Many people believe that Microsoft will eventually provide a version of Copilot that will run within Windows right on your PC. Microsoft may have just tipped its hand with a new AI model, or LLM, that is specifically designed to run on local devices.
On Monday, Microsoft introduced “Phi-3-mini,” a 3.8-billion parameter language model that the company claims rivals the performance of the slightly older ChatGPT 3.5 and Mixtral 8x7B. The paper is titled “Phi-3 Technical Report: A Highly Capable Language Model Locally on Your Phone,” which is clear evidence that Microsoft now has an LLM that can run directly on your PC.
Microsoft hasn’t said that Phi-3-mini will be the next Copilot, running locally on your PC. But there’s a case to be made that it is, and that we have an idea of how well it will work.
1.) Local AI matters
It’s a familiar argument: if you issue a search request to Bing, Google Gemini, Claude, or Copilot, it lives in the cloud. This could be embarrassing (“is this wart bad”?) or sensitive (“can I get in trouble for stealing mail?”) or something that you don’t want to leak at all like a list of bank statements.

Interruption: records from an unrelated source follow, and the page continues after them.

PR #2557, opened 2025-09-10
test: correct usage of goleak.IgnoreCurrent()

miparnisari:
## Description

See https://github.com/uber-go/goleak/issues/137


internal/services/integrationtesting/cert_test.go
```diff
@@ -284,5 +284,4 @@ func TestCertRotation(t *testing.T) {
 	case <-time.After(30 * time.Second):
 		require.Fail(t, "ungraceful server termination")
 	}
-	goleak.VerifyNone(t, goleak.IgnoreCurrent())
```
miparnisari, line 287: this doesn't do anything at the moment

internal/services/integrationtesting/cert_test.go
```diff
@@ -38,7 +38,7 @@ import (
 )
 
 func TestCertRotation(t *testing.T) {
-	t.Parallel()
+	defer goleak.VerifyNone(t, goleak.IgnoreTopFunction("go.opencensus.io/stats/view.(*worker).start"))
```
miparnisari, line 41: See https://github.com/authzed/spicedb/pull/2558

internal/services/integrationtesting/cert_test.go
josephschorr: Wouldn't it verify it at that point?

miparnisari: yes but `goleak.IgnoreCurrent` will blindly mark every goroutine running as ignored 😓 therefore, no leaks will be found

internal/services/v1/permissions_test.go
```diff
@@ -646,10 +646,8 @@ func TestLookupResources(t *testing.T) {
 								tf.StandardDatastoreWithData,
 							)
 							client := v1.NewPermissionsServiceClient(conn)
-							t.Cleanup(func() {
-								goleak.VerifyNone(t, goleak.IgnoreCurrent())
-							})
-							t.Cleanup(cleanup)
+							defer goleak.VerifyNone(t, goleak.IgnoreCurrent())
+							defer cleanup()
```
tstirrat15, line 650: The above change makes sense to me, but why did this get changed from `Cleanup` to `defer`?

miparnisari: if I could do `t.Cleanup(goleak.VerifyNone...)` then i think that would be equivalent to what I did, but i can't do that because `t.Cleanup` expects a function signature that `goleak` can't provide

tstirrat15 (approved):
LGTM

PR #2558, opened 2025-09-10
chore: remove opencensus library

miparnisari:
## Description

While working on https://github.com/authzed/spicedb/pull/2557/files#diff-0d9c5ed01c8a90734943ed1c028bda7f63b67ff60c564a042f69222e892ca962R41 noticed that this opencensus library  was deprecated in 2023.
Also DatastoreMetricsOptionLegacyPrometheus was marked as deprecated in February of this year.

So, killing two birds with one stone


pkg/cmd/datastore/datastore.go
```diff
@@ -272,7 +272,7 @@ func RegisterDatastoreFlagsWithPrefix(flagSet *pflag.FlagSet, prefix string, opt
 	flagSet.StringVar(&opts.SpannerEmulatorHost, flagName("datastore-spanner-emulator-host"), "", "URI of spanner emulator instance used for development and testing (e.g. localhost:9010)")
 	flagSet.Uint64Var(&opts.SpannerMinSessions, flagName("datastore-spanner-min-sessions"), 100, "minimum number of sessions across all Spanner gRPC connections the client can have at a given time")
 	flagSet.Uint64Var(&opts.SpannerMaxSessions, flagName("datastore-spanner-max-sessions"), 400, "maximum number of sessions across all Spanner gRPC connections the client can have at a given time")
-	flagSet.StringVar(&opts.SpannerDatastoreMetricsOption, flagName("datastore-spanner-metrics"), "otel", `configure the metrics that are emitted by the Spanner datastore ("none", "native", "otel", "deprecated-prometheus")`)
```
tstirrat15, line 275: If someone is currently using this flag, is it a breaking change to remove it for them?

tstirrat15: Not a reason not to merge, but I want to make sure I understand that.

josephschorr: Yes, it would. We should hide the flag and emit a warning if used

miparnisari: to clarify: are y'all saying that i should keep `deprecated-prometheus` as an option here, and then if they pass that value, i say `you are using a deprecated flag; will default to otel metrics`?

miparnisari:
I just noticed that https://github.com/authzed/spicedb/pull/2329 is also open.

pkg/cmd/datastore/datastore.go
jzelinskie: I think we should keep it for a few releases logging a warning and using otel instead. Then we can finally fully remove it.

miparnisari: Please see https://github.com/authzed/spicedb/pull/2329

PR #2556, opened 2025-09-10
chore: bump authzed-go and pin OTEL libraries

miparnisari:
## Description

Also pinning all the OTEL versions to v1.6.0.

PR #2561, opened 2025-09-11
remove deprecated otel interceptors

vroldanbet:
## Description

This commit removes the use of deprecated OTEL Go SDK gRPC interceptors. Those were superfluous since we were already making use of the new StatsHandler installed in the gRPC server.

I also identified that OTel tracing was missing in the test server, so I added it.
I also noticed logs were not showing up because we had not correctly wired up the logger used by the middleware.

## Testing

I verified that traces are being correctly collected via otel using Jaeger, and that the TraceID shows up in the logs. Also tested the grpc Gateway, but did not verify the Dispatch API.

## References

Follow up to https://github.com/authzed/spicedb/pull/2556


internal/gateway/gateway.go
```diff
@@ -155,6 +155,6 @@ func OtelAnnotator(ctx context.Context, r *http.Request) metadata.MD {
 	metadataCopy := requestMetadata.Copy()
 
 	ctx = otel.GetTextMapPropagator().Extract(ctx, propagation.HeaderCarrier(r.Header))
-	otelgrpc.Inject(ctx, &metadataCopy, defaultOtelOpts...)
+	otelgrpc.Inject(ctx, &metadataCopy, defaultOtelOpts...) // nolint:staticcheck
```
tstirrat15, line 158: Why were these necessary?

vroldanbet: with the gRPC update, a bunch of things became deprecated, this is one of them. I didn't want to spend time fixing this.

Corporations would like to ask questions of their data via AIs like Copilot, but there are no “on premises” versions of Copilot to date. A local version of Copilot is almost a necessary option at this point.
Mark Hachman / IDG
2.) Phi-3-mini is small, and that’s good
Many local LLMs require at least 8GB of RAM and many gigabytes of storage space for the necessary files on the PC alone — and that’s assuming the LLMs have been “quantized,” or compressed. There’s a reason Copilot runs in the cloud. It’s because Microsoft’s Azure cloud has both the necessary compute and storage to house it.

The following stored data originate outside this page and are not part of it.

PR #2564, opened 2025-09-11
perf: Add support in LookupSubjects for skipping caveats/expiration

josephschorr:
Should improve performance when expiration is enabled but unused

### DIFF
--- a/pkg/schema/definition_test.go
+++ b/pkg/schema/definition_test.go
@@ -1263,7 +1263,9 @@ func TestTypeSystemAccessors(t *testing.T) {
 			`use expiration
 
 			definition user {}
-			definition group {}
+			definition group {
+				relation member: user
+			}
 
 			caveat somecaveat(somecondition int) {
 				somecondition == 42
@@ -1274,6 +1276,12 @@ func TestTypeSystemAccessors(t *testing.T) {
 				relation caveated: user with somecaveat | group
 				relation expired: user with expiration | group
 				relation mixed: user | group with somecaveat and expiration
+				relation viewer: user | user:* with expiration
+				relation caveated_viewer: user | user:* with somecaveat
+				relation membered: group#member with somecaveat and expiration
+				relation membered_plain: group#member
+				relation caveated_membered: group#member with somecaveat | group#member
+				relation expired_membered: group#member with expiration | group#member
 			}`,
 			map[string]tsTester{
 				"resource": func(t *testing.T, vts *ValidatedDefinition) {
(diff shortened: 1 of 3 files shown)


pkg/schema/definition_test.go
```diff
@@ -720,6 +735,21 @@ func TestTypeSystemAccessors(t *testing.T) {
...
+					t.Run("PossibleTraitsForAnySubject", func(t *testing.T) {
+						traits, err := vts.PossibleTraitsForAnySubject("editor")
+						require.NoError(t, err)
+						require.False(t, traits.AllowsCaveats)
+						require.False(t, traits.AllowsExpiration)
+
+						traits, err = vts.PossibleTraitsForAnySubject("viewer")
+						require.NoError(t, err)
+						require.False(t, traits.AllowsCaveats)
+						require.False(t, traits.AllowsExpiration)
```
miparnisari, line 748: 1. if you write `relation viewer: user | user:* with expiration` this test still passes. 
2. Same if you do `relation onlycaveated: user:* with somecaveat` in the test `"schema with caveats"`
3. I don't see tests covering something like `relation viewer: group#member with expiration` or `relation viewer: group#member with caveat`?

internal/graph/lookupsubjects.go
```diff
@@ -100,24 +103,52 @@ func subjectsForConcreteIds(subjectIds []string) map[string]*v1.FoundSubjects {
 	return foundSubjects
 }
 
+func (cl *ConcurrentLookupSubjects) queryOptionsForRelation(
+	ctx context.Context,
+	ts *schema.TypeSystem,
+	namespaceName string,
+	relationName string,
+) ([]options.QueryOptionsOption, error) {
+	opts := make([]options.QueryOptionsOption, 0, 1)
```
miparnisari:
```suggestion
	opts := make([]options.QueryOptionsOption, 0, 3)
```

since at most you'll store 3 elements

pkg/schema/definition_test.go
josephschorr: Not sure how you found that, but its a bug in the compiler, not the type system. Good catch and I've added a fix to this PR.

pkg/schemadsl/compiler/translator.go
```diff
@@ -659,11 +659,18 @@ func translateSpecificTypeReference(tctx *translationContext, typeRefNode *dslNo
 			},
 		}
 
+		// Add the caveat(s), if any.
```
miparnisari: I think this function can be simplified to avoid the duplicated blocks:

```go
func translateSpecificTypeReference(tctx *translationContext, typeRefNode *dslNode) (*core.AllowedRelation, error) {
	typePath, err := typeRefNode.GetString(dslshape.NodeSpecificReferencePredicateType)
	if err != nil {
		return nil, typeRefNode.Errorf("invalid type name: %w", err)
	}

	nspath, err := tctx.prefixedPath(typePath)
	if err != nil {
		return nil, typeRefNode.Errorf("%w", err)
	}

	relationName := Ellipsis
	if typeRefNode.Has(dslshape.NodeSpecificReferencePredicateRelation) {
		relationName, err = typeRefNode.GetString(dslshape.NodeSpecificReferencePredicateRelation)
		if err != nil {
			return nil, typeRefNode.Errorf("invalid type relation: %w", err)
		}
	}
	ref := &core.AllowedRelation{
		Namespace: nspath,
		RelationOrWildcard: &core.AllowedRelation_Relation{
			Relation: relationName,
		},
	}

	if typeRefNode.Has(dslshape.NodeSpecificReferencePredicateWildcard) {
		ref.RelationOrWildcard = &core.AllowedRelation_PublicWildcard_{
			PublicWildcard: &core.AllowedRelation_PublicWildcard{},
		}
	}

	// Add the caveat(s), if any.
	err = addWithCaveats(tctx, typeRefNode, ref)
	if err != nil {
		return nil, typeRefNode.Errorf("invalid caveat: %w", err)
	}

	// Add the expiration trait, if any.
	err = addWithExpiration(tctx, typeRefNode, ref)
	if err != nil {
		return nil, typeRefNode.Errorf("invalid expiration: %w", err)
	}

	if !tctx.skipValidate {
		if err := ref.Validate(); err != nil {
			return nil, typeRefNode.Errorf("invalid type relation: %w", err)
		}
	}

	ref.SourcePosition = getSourcePosition(typeRefNode, tctx.mapper)
	return ref, nil
}
```

it passes the tests but please double-check :)

pkg/schema/definition_test.go
miparnisari: is (3) addressed?

josephschorr: Added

This is one of the paper’s most important lines: “Thanks to its small size, phi3-mini can be quantized to 4-bits so that it only occupies ≈ 1.8GB of memory,” it says. “We tested the quantized
model by deploying phi-3-mini on iPhone 14 with A16 Bionic chip running natively on-device and fully offline achieving more than 12 tokens per second.”
What this means is that PCs with 1.8GB of extra memory could run a local version of Copilot. That’s many more PCs than the status quo, including probably legacy PCs with 8GB of RAM. And if an iPhone can run it, chances are that most PCs can too.
LLMs spit out data like a dot-matrix printer, so twelve tokens per second is about 48 characters per second — not great, but not too shabby.
3.) Its performance is good, too — but not too good
Microsoft still wants to tempt people into using Copilot in the cloud, and paying for subscriptions like Copilot Pro. And Microsoft takes time to show off how Phi-3-mini performs just as well as other LLMs. But a smaller number of parameters means that an AI model doesn’t “know” as much as more sophisticated LLMs.
Arxiv.org
But Microsoft has a solution. “The model simply does not have the capacity to store too much ‘factual knowledge’, which can be seen for example with low performance on TriviaQA [a benchmark],” the paper notes. “However, we believe such weakness can be resolved by augmentation with a search engine.”
Bing to the rescue!
4.) It’s a month before Microsoft Build.
Microsoft’s developer conference kicks off in a month’s time. This gives Microsoft time to get a version of Copilot running on top of Phi-3-mini to demonstrate to developers and users before it begins on May 21. That should be plenty of time to whip up a prototype and test out a few queries.
Copilot, of course, will likely be the star of the show. Will we get one that runs natively on your PC? I think it’s much more likely than it once was.